Segment Start: Given data
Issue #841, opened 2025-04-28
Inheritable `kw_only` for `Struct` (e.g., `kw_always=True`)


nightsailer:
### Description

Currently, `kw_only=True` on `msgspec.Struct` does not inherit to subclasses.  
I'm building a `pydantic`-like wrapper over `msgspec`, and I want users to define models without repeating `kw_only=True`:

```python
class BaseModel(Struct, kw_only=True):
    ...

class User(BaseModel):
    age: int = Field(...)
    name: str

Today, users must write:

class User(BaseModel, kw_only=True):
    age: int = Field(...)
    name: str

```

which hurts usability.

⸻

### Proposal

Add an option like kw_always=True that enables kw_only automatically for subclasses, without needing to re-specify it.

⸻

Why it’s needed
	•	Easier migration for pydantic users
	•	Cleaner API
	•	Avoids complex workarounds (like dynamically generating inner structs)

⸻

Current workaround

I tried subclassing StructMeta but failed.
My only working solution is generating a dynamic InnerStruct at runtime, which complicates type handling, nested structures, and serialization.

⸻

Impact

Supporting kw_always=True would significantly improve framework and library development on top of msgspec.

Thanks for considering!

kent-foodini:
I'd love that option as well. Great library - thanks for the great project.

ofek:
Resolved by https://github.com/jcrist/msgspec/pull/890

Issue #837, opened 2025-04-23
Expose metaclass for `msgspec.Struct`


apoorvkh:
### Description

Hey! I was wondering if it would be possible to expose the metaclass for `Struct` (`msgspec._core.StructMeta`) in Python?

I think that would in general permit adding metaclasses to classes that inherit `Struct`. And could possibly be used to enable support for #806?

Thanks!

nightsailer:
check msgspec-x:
Segment End: Given data
The entries above should be repeated exactly, every one of them.

Issue #841, opened 2025-04-28
Inheritable `kw_only` for `Struct` (e.g., `kw_always=True`)


nightsailer:
### Description

Currently, `kw_only=True` on `msgspec.Struct` does not inherit to subclasses.  
I'm building a `pydantic`-like wrapper over `msgspec`, and I want users to define models without repeating `kw_only=True`:

```python
class BaseModel(Struct, kw_only=True):
    ...

class User(BaseModel):
    age: int = Field(...)
    name: str

Today, users must write:

class User(BaseModel, kw_only=True):
    age: int = Field(...)
    name: str

```

which hurts usability.

⸻

### Proposal

Add an option like kw_always=True that enables kw_only automatically for subclasses, without needing to re-specify it.

⸻

Why it’s needed
	•	Easier migration for pydantic users
	•	Cleaner API
	•	Avoids complex workarounds (like dynamically generating inner structs)

⸻

Current workaround

I tried subclassing StructMeta but failed.
My only working solution is generating a dynamic InnerStruct at runtime, which complicates type handling, nested structures, and serialization.

⸻

Impact

Supporting kw_always=True would significantly improve framework and library development on top of msgspec.

Thanks for considering!

kent-foodini:
I'd love that option as well. Great library - thanks for the great project.

ofek:
Resolved by https://github.com/jcrist/msgspec/pull/890

Issue #837, opened 2025-04-23
Expose metaclass for `msgspec.Struct`


apoorvkh:
### Description

Hey! I was wondering if it would be possible to expose the metaclass for `Struct` (`msgspec._core.StructMeta`) in Python?

I think that would in general permit adding metaclasses to classes that inherit `Struct`. And could possibly be used to enable support for #806?

Thanks!

nightsailer:
check msgspec-x:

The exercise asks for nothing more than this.